WORK ORDER: Filter the listing below down to the lines holding the word "EnrolmentSerializer", and copy those lines.
INFORMATION GIVEN START
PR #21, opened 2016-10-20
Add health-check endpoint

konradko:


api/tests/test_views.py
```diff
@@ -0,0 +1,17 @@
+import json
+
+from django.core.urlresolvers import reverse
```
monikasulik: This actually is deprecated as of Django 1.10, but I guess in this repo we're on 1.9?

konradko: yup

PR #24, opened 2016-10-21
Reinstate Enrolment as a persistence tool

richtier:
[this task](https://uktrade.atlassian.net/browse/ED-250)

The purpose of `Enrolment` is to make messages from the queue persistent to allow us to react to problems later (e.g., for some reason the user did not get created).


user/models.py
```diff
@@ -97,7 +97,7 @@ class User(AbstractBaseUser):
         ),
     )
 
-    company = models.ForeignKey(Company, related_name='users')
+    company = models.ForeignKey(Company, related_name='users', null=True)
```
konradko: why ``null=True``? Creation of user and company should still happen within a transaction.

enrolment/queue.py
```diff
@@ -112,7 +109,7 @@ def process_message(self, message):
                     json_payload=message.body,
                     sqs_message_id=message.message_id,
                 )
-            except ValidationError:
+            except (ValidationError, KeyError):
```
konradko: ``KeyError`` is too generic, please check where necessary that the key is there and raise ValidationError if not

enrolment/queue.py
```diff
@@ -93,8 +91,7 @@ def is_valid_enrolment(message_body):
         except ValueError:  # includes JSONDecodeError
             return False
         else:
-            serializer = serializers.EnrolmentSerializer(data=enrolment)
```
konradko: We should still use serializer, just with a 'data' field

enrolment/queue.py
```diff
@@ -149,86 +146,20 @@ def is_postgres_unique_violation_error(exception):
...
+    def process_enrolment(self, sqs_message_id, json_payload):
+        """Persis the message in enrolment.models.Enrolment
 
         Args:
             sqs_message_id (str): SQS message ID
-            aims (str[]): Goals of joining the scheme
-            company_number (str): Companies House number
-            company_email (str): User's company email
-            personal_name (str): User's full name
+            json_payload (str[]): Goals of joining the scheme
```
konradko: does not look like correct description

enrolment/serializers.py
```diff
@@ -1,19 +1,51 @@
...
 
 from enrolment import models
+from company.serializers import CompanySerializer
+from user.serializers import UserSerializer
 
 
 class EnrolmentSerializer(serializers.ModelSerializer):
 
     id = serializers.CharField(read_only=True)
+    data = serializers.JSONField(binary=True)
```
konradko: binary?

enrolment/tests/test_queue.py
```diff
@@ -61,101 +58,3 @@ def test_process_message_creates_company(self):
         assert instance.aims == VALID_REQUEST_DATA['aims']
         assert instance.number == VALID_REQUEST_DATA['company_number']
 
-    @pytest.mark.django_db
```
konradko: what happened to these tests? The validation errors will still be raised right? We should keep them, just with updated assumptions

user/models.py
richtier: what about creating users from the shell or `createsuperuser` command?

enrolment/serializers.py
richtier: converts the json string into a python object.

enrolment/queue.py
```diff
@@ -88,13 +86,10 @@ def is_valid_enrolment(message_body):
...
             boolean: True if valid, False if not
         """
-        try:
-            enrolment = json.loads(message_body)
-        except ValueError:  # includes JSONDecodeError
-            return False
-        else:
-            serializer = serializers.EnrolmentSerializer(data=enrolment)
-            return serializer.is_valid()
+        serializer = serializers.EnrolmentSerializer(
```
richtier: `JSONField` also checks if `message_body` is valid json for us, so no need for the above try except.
INFORMATION GIVEN END
THE ANSWER:
-            serializer = serializers.EnrolmentSerializer(data=enrolment)
 class EnrolmentSerializer(serializers.ModelSerializer):
-            serializer = serializers.EnrolmentSerializer(data=enrolment)
+        serializer = serializers.EnrolmentSerializer(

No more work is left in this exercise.